*** Supplied material ***

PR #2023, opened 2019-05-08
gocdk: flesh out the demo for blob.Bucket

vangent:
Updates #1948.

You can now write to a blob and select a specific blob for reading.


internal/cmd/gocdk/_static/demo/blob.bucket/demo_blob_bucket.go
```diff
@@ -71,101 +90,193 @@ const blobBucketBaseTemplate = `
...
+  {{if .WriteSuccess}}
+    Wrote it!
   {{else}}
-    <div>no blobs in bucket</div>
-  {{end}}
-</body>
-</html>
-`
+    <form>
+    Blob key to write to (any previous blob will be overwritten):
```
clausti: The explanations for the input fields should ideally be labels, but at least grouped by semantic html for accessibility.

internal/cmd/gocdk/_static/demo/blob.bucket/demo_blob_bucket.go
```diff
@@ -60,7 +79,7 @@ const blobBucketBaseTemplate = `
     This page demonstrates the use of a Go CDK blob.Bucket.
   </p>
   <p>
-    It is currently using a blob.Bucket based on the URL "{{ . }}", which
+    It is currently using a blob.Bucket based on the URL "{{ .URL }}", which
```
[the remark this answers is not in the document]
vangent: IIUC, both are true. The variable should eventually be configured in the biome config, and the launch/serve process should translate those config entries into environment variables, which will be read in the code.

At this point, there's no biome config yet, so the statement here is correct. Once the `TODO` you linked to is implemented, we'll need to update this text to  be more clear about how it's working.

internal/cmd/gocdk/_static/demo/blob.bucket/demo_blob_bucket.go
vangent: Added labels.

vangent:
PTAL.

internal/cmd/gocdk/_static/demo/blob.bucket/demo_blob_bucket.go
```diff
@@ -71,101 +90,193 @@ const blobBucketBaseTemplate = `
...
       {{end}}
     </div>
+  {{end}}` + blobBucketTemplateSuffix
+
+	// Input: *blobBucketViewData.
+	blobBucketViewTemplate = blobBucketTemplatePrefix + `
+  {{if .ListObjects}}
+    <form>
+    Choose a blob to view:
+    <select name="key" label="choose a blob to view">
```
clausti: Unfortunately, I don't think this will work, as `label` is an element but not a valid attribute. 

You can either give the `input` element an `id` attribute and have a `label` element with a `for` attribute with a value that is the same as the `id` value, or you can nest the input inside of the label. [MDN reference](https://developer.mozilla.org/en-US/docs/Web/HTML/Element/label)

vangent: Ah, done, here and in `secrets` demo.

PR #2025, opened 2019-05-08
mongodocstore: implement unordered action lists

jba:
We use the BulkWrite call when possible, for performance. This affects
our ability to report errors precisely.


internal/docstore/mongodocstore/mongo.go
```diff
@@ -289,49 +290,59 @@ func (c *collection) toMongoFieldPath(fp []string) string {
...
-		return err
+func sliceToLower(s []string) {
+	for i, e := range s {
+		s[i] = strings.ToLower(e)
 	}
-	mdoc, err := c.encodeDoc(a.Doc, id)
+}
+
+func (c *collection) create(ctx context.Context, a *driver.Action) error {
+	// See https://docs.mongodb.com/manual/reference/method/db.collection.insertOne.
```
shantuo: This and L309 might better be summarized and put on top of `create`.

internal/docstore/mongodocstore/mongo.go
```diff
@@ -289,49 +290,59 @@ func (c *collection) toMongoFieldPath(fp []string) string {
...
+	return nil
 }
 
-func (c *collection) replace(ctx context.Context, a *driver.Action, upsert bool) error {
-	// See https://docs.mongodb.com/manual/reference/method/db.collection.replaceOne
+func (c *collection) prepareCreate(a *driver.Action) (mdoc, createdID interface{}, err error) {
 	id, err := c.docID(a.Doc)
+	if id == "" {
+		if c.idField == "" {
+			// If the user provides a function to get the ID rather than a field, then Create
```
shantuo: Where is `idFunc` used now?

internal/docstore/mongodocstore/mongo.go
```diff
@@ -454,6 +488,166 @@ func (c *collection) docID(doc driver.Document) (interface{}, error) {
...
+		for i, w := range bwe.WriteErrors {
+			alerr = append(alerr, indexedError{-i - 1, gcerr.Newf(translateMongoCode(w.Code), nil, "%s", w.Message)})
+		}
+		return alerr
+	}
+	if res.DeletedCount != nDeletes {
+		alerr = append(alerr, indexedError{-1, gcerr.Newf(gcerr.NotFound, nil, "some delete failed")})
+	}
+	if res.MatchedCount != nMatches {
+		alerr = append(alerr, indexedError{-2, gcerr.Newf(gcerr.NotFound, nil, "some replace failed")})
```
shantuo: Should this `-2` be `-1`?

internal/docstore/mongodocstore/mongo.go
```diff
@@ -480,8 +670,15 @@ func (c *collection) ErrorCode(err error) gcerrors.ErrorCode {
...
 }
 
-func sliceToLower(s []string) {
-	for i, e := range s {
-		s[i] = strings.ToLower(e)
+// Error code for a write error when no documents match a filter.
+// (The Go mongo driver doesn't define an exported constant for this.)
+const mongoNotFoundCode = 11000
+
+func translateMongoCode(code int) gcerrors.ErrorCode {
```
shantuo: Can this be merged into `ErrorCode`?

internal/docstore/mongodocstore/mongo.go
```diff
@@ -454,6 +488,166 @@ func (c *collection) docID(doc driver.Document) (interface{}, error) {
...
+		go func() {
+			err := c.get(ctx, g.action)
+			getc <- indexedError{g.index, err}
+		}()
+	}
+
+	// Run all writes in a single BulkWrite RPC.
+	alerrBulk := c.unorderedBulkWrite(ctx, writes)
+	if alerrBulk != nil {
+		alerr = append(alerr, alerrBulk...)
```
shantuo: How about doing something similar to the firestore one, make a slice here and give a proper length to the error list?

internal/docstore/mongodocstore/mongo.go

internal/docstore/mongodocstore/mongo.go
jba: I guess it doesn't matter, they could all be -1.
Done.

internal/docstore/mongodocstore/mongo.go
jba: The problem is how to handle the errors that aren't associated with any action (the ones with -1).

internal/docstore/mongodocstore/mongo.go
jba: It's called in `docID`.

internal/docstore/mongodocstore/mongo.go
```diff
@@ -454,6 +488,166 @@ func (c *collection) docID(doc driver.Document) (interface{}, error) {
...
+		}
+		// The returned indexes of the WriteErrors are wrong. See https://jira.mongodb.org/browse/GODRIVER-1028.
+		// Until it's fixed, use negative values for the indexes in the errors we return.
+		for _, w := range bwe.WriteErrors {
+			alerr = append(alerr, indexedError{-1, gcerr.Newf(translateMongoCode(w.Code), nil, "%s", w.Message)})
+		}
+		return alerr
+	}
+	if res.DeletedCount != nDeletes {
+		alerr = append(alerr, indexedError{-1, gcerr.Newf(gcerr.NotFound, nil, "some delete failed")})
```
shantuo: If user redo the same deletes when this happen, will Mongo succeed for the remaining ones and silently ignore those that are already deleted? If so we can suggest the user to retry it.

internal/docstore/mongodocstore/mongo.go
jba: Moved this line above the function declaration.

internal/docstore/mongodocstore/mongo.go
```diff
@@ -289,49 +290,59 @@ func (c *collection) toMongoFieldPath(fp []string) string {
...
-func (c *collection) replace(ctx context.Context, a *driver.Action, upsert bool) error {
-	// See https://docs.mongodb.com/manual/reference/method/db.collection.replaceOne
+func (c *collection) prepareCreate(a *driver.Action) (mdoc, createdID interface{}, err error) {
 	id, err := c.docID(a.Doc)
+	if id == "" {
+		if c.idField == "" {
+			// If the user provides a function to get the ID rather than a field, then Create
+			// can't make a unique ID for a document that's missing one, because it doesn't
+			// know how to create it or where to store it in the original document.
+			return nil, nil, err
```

*** End of Supplied material ***

• [What is expected] Return every entry exactly.

• [Output of the task]
PR #2023, opened 2019-05-08
gocdk: flesh out the demo for blob.Bucket

vangent:
Updates #1948.

You can now write to a blob and select a specific blob for reading.


internal/cmd/gocdk/_static/demo/blob.bucket/demo_blob_bucket.go
```diff
@@ -71,101 +90,193 @@ const blobBucketBaseTemplate = `
...
+  {{if .WriteSuccess}}
+    Wrote it!
   {{else}}
-    <div>no blobs in bucket</div>
-  {{end}}
-</body>
-</html>
-`
+    <form>
+    Blob key to write to (any previous blob will be overwritten):
```
clausti: The explanations for the input fields should ideally be labels, but at least grouped by semantic html for accessibility.

internal/cmd/gocdk/_static/demo/blob.bucket/demo_blob_bucket.go
```diff
@@ -60,7 +79,7 @@ const blobBucketBaseTemplate = `
     This page demonstrates the use of a Go CDK blob.Bucket.
   </p>
   <p>
-    It is currently using a blob.Bucket based on the URL "{{ . }}", which
+    It is currently using a blob.Bucket based on the URL "{{ .URL }}", which
```
[the remark this answers is not in the document]
vangent: IIUC, both are true. The variable should eventually be configured in the biome config, and the launch/serve process should translate those config entries into environment variables, which will be read in the code.

At this point, there's no biome config yet, so the statement here is correct. Once the `TODO` you linked to is implemented, we'll need to update this text to  be more clear about how it's working.

internal/cmd/gocdk/_static/demo/blob.bucket/demo_blob_bucket.go
vangent: Added labels.

vangent:
PTAL.

internal/cmd/gocdk/_static/demo/blob.bucket/demo_blob_bucket.go
```diff
@@ -71,101 +90,193 @@ const blobBucketBaseTemplate = `
...
       {{end}}
     </div>
+  {{end}}` + blobBucketTemplateSuffix
+
+	// Input: *blobBucketViewData.
+	blobBucketViewTemplate = blobBucketTemplatePrefix + `
+  {{if .ListObjects}}
+    <form>
+    Choose a blob to view:
+    <select name="key" label="choose a blob to view">
```
clausti: Unfortunately, I don't think this will work, as `label` is an element but not a valid attribute. 

You can either give the `input` element an `id` attribute and have a `label` element with a `for` attribute with a value that is the same as the `id` value, or you can nest the input inside of the label. [MDN reference](https://developer.mozilla.org/en-US/docs/Web/HTML/Element/label)

vangent: Ah, done, here and in `secrets` demo.

PR #2025, opened 2019-05-08
mongodocstore: implement unordered action lists

jba:
We use the BulkWrite call when possible, for performance. This affects
our ability to report errors precisely.


internal/docstore/mongodocstore/mongo.go
```diff
@@ -289,49 +290,59 @@ func (c *collection) toMongoFieldPath(fp []string) string {
...
-		return err
+func sliceToLower(s []string) {
+	for i, e := range s {
+		s[i] = strings.ToLower(e)
 	}
-	mdoc, err := c.encodeDoc(a.Doc, id)
+}
+
+func (c *collection) create(ctx context.Context, a *driver.Action) error {
+	// See https://docs.mongodb.com/manual/reference/method/db.collection.insertOne.
```
shantuo: This and L309 might better be summarized and put on top of `create`.

internal/docstore/mongodocstore/mongo.go
```diff
@@ -289,49 +290,59 @@ func (c *collection) toMongoFieldPath(fp []string) string {
...
+	return nil
 }
 
-func (c *collection) replace(ctx context.Context, a *driver.Action, upsert bool) error {
-	// See https://docs.mongodb.com/manual/reference/method/db.collection.replaceOne
+func (c *collection) prepareCreate(a *driver.Action) (mdoc, createdID interface{}, err error) {
 	id, err := c.docID(a.Doc)
+	if id == "" {
+		if c.idField == "" {
+			// If the user provides a function to get the ID rather than a field, then Create
```
shantuo: Where is `idFunc` used now?

internal/docstore/mongodocstore/mongo.go
```diff
@@ -454,6 +488,166 @@ func (c *collection) docID(doc driver.Document) (interface{}, error) {
...
+		for i, w := range bwe.WriteErrors {
+			alerr = append(alerr, indexedError{-i - 1, gcerr.Newf(translateMongoCode(w.Code), nil, "%s", w.Message)})
+		}
+		return alerr
+	}
+	if res.DeletedCount != nDeletes {
+		alerr = append(alerr, indexedError{-1, gcerr.Newf(gcerr.NotFound, nil, "some delete failed")})
+	}
+	if res.MatchedCount != nMatches {
+		alerr = append(alerr, indexedError{-2, gcerr.Newf(gcerr.NotFound, nil, "some replace failed")})
```
shantuo: Should this `-2` be `-1`?

internal/docstore/mongodocstore/mongo.go
```diff
@@ -480,8 +670,15 @@ func (c *collection) ErrorCode(err error) gcerrors.ErrorCode {
...
 }
 
-func sliceToLower(s []string) {
-	for i, e := range s {
-		s[i] = strings.ToLower(e)
+// Error code for a write error when no documents match a filter.
+// (The Go mongo driver doesn't define an exported constant for this.)
+const mongoNotFoundCode = 11000
+
+func translateMongoCode(code int) gcerrors.ErrorCode {
```
shantuo: Can this be merged into `ErrorCode`?

internal/docstore/mongodocstore/mongo.go
```diff
@@ -454,6 +488,166 @@ func (c *collection) docID(doc driver.Document) (interface{}, error) {
...
+		go func() {
+			err := c.get(ctx, g.action)
+			getc <- indexedError{g.index, err}
+		}()
+	}
+
+	// Run all writes in a single BulkWrite RPC.
+	alerrBulk := c.unorderedBulkWrite(ctx, writes)
+	if alerrBulk != nil {
+		alerr = append(alerr, alerrBulk...)
```
shantuo: How about doing something similar to the firestore one, make a slice here and give a proper length to the error list?

internal/docstore/mongodocstore/mongo.go

internal/docstore/mongodocstore/mongo.go
jba: I guess it doesn't matter, they could all be -1.
Done.

internal/docstore/mongodocstore/mongo.go
jba: The problem is how to handle the errors that aren't associated with any action (the ones with -1).

internal/docstore/mongodocstore/mongo.go
jba: It's called in `docID`.

internal/docstore/mongodocstore/mongo.go
```diff
@@ -454,6 +488,166 @@ func (c *collection) docID(doc driver.Document) (interface{}, error) {
...
+		}
+		// The returned indexes of the WriteErrors are wrong. See https://jira.mongodb.org/browse/GODRIVER-1028.
+		// Until it's fixed, use negative values for the indexes in the errors we return.
+		for _, w := range bwe.WriteErrors {
+			alerr = append(alerr, indexedError{-1, gcerr.Newf(translateMongoCode(w.Code), nil, "%s", w.Message)})
+		}
+		return alerr
+	}
+	if res.DeletedCount != nDeletes {
+		alerr = append(alerr, indexedError{-1, gcerr.Newf(gcerr.NotFound, nil, "some delete failed")})
```
shantuo: If user redo the same deletes when this happen, will Mongo succeed for the remaining ones and silently ignore those that are already deleted? If so we can suggest the user to retry it.

internal/docstore/mongodocstore/mongo.go
jba: Moved this line above the function declaration.

internal/docstore/mongodocstore/mongo.go
```diff
@@ -289,49 +290,59 @@ func (c *collection) toMongoFieldPath(fp []string) string {
...
-func (c *collection) replace(ctx context.Context, a *driver.Action, upsert bool) error {
-	// See https://docs.mongodb.com/manual/reference/method/db.collection.replaceOne
+func (c *collection) prepareCreate(a *driver.Action) (mdoc, createdID interface{}, err error) {
 	id, err := c.docID(a.Doc)
+	if id == "" {
+		if c.idField == "" {
+			// If the user provides a function to get the ID rather than a field, then Create
+			// can't make a unique ID for a document that's missing one, because it doesn't
+			// know how to create it or where to store it in the original document.
+			return nil, nil, err
```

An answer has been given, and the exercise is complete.